--- START ---

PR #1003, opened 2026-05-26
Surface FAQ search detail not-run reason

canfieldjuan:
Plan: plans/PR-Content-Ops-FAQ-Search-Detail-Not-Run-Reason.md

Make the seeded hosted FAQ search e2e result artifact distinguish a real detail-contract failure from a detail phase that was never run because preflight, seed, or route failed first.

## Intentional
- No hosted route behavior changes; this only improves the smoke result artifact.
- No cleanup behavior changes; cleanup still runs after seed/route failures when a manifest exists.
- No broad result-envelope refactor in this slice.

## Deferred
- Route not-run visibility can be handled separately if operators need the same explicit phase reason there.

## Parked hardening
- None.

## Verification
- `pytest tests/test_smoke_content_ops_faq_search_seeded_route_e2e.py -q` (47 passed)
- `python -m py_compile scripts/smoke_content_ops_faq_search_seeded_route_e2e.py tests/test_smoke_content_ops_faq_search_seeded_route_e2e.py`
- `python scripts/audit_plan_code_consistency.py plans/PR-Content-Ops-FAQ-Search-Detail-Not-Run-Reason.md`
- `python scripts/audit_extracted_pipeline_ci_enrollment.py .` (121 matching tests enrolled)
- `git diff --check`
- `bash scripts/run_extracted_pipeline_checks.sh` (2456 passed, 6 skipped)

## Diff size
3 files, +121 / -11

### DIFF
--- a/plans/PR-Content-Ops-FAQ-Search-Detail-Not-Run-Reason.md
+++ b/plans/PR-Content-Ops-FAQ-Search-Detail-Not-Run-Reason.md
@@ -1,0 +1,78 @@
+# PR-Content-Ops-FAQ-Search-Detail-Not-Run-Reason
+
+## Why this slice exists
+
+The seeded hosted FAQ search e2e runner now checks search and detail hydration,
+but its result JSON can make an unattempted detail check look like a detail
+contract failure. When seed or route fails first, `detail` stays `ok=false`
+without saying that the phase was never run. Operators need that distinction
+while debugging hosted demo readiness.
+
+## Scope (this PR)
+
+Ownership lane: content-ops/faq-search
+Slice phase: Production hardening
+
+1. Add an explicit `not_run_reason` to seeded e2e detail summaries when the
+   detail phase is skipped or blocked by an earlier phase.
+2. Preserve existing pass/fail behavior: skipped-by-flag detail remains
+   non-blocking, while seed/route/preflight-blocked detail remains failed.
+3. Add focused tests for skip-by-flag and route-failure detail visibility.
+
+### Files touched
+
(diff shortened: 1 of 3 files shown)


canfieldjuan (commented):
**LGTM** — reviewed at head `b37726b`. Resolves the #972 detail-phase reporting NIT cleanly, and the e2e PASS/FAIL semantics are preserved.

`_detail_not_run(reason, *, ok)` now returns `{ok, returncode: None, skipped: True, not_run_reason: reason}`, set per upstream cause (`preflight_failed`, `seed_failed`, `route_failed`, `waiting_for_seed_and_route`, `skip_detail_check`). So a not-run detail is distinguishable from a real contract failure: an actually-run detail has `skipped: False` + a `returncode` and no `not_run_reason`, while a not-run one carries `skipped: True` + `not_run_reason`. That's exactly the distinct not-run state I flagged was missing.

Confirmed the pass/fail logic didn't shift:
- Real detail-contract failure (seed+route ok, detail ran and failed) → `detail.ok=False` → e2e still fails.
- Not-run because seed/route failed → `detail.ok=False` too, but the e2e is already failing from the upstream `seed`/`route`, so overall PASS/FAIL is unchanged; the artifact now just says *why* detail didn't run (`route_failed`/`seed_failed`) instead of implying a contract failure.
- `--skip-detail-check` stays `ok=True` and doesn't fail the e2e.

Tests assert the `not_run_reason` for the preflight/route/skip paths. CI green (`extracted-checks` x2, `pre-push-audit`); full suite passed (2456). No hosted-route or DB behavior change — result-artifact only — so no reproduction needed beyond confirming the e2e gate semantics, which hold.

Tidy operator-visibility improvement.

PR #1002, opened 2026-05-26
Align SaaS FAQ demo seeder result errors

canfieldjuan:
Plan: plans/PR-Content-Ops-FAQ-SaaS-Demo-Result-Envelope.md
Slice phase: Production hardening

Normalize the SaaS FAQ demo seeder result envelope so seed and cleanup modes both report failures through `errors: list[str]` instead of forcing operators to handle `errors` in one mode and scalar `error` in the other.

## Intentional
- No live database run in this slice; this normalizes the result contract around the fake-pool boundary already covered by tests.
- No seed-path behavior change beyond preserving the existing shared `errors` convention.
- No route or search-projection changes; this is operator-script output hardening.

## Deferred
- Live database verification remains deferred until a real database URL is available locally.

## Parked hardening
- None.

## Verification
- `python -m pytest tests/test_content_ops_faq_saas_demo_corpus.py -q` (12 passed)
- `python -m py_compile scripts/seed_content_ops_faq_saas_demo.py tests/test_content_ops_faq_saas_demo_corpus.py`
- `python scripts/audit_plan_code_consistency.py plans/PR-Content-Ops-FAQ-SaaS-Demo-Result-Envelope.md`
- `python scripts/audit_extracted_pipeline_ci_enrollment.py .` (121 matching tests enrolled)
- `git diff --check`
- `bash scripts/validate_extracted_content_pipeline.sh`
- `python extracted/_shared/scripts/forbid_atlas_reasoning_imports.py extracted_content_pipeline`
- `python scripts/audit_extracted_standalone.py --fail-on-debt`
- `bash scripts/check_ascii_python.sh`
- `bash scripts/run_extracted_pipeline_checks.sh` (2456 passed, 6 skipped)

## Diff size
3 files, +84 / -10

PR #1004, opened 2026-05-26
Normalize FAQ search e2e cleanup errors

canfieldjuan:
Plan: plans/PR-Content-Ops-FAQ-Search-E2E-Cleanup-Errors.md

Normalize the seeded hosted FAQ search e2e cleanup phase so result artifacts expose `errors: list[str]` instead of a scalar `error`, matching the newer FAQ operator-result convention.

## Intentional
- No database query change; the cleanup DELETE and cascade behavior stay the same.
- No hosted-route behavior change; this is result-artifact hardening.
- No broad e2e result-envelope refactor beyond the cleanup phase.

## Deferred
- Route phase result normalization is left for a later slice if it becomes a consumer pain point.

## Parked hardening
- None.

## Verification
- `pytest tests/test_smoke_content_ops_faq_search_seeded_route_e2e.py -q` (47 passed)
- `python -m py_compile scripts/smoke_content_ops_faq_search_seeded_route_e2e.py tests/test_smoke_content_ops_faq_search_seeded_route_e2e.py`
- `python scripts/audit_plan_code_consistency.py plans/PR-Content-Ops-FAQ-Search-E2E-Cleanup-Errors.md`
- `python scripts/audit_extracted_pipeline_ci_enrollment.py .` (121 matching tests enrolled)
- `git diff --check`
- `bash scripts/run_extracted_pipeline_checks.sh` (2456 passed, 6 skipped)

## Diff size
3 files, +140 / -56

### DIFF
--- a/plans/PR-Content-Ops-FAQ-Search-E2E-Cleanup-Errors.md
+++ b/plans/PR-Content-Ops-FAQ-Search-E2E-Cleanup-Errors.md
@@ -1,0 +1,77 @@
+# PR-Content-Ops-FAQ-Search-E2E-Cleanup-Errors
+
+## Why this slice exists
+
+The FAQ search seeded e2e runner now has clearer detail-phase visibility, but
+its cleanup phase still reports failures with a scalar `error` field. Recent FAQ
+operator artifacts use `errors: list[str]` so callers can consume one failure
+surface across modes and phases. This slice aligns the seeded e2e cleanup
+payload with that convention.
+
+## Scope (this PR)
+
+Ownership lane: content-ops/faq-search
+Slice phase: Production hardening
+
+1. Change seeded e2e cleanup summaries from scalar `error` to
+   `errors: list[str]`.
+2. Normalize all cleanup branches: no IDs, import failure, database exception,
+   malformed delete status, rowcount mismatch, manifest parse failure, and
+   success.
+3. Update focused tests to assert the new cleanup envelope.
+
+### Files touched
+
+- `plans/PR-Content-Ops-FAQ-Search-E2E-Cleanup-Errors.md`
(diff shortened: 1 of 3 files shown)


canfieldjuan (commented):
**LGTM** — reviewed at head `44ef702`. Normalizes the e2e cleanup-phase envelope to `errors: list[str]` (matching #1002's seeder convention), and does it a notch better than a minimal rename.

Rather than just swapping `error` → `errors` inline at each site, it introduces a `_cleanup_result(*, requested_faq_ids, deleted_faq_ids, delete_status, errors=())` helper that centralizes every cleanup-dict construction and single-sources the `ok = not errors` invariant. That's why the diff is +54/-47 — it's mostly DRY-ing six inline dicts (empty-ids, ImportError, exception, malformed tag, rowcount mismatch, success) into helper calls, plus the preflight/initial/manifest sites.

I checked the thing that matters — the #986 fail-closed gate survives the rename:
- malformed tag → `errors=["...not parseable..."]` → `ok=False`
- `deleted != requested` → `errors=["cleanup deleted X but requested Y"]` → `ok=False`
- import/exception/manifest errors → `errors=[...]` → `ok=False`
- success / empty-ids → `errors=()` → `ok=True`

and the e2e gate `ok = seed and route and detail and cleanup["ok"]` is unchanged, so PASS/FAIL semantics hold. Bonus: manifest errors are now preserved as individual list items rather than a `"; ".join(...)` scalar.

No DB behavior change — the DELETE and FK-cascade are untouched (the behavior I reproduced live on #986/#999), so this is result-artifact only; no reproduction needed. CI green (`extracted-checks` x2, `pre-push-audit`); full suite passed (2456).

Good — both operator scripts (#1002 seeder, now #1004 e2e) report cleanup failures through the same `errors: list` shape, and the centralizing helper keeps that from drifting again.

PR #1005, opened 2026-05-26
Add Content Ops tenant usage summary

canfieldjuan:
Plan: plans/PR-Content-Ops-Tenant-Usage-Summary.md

--- END ---

INSTRUCTIONS TO FOLLOW: Bring together all lines in the records where the word "hold" is found.

YOUR RESPONSE:
Tests assert the `not_run_reason` for the preflight/route/skip paths. CI green (`extracted-checks` x2, `pre-push-audit`); full suite passed (2456). No hosted-route or DB behavior change — result-artifact only — so no reproduction needed beyond confirming the e2e gate semantics, which hold.
and the e2e gate `ok = seed and route and detail and cleanup["ok"]` is unchanged, so PASS/FAIL semantics hold. Bonus: manifest errors are now preserved as individual list items rather than a `"; ".join(...)` scalar.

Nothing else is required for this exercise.